PR #462, opened 2020-09-04
fix: prevent importing backup files with version > 003 

baptiste-grob:
This code is not future-proof but because `master` is so different from `develop` I'll have to develop the same thing again on `develop` anyway, where I'll actually check the account version (or do something else that doesn't have hardcoded version numbers)

### DIFF
--- a/app/assets/javascripts/directives/views/accountMenu.js
+++ b/app/assets/javascripts/directives/views/accountMenu.js
@@ -20,6 +20,7 @@ import {
   STRING_GENERATING_REGISTER_KEYS,
   StringImportError
 } from '@/strings';
+import { STRING_IMPORT_FAILED_NEWER_BACKUP } from '../../strings';
 
 const ELEMENT_ID_IMPORT_PASSWORD_INPUT = 'import-password-request';
 
@@ -204,7 +205,7 @@ class AccountMenuCtrl extends PureCtrl {
         text: STRING_NON_MATCHING_PASSWORDS
       });
       return;
-    }    
+    }
     await this.setFormDataState({
       confirmPassword: false,
       status: STRING_GENERATING_REGISTER_KEYS,
@@ -336,7 +337,7 @@ class AccountMenuCtrl extends PureCtrl {
   }
 
   /**
-   * @template 
+   * @template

* Work instruction: Identify every line above with the string "views" in it. Copy those lines.

* Reply to the exercise:
--- a/app/assets/javascripts/directives/views/accountMenu.js
+++ b/app/assets/javascripts/directives/views/accountMenu.js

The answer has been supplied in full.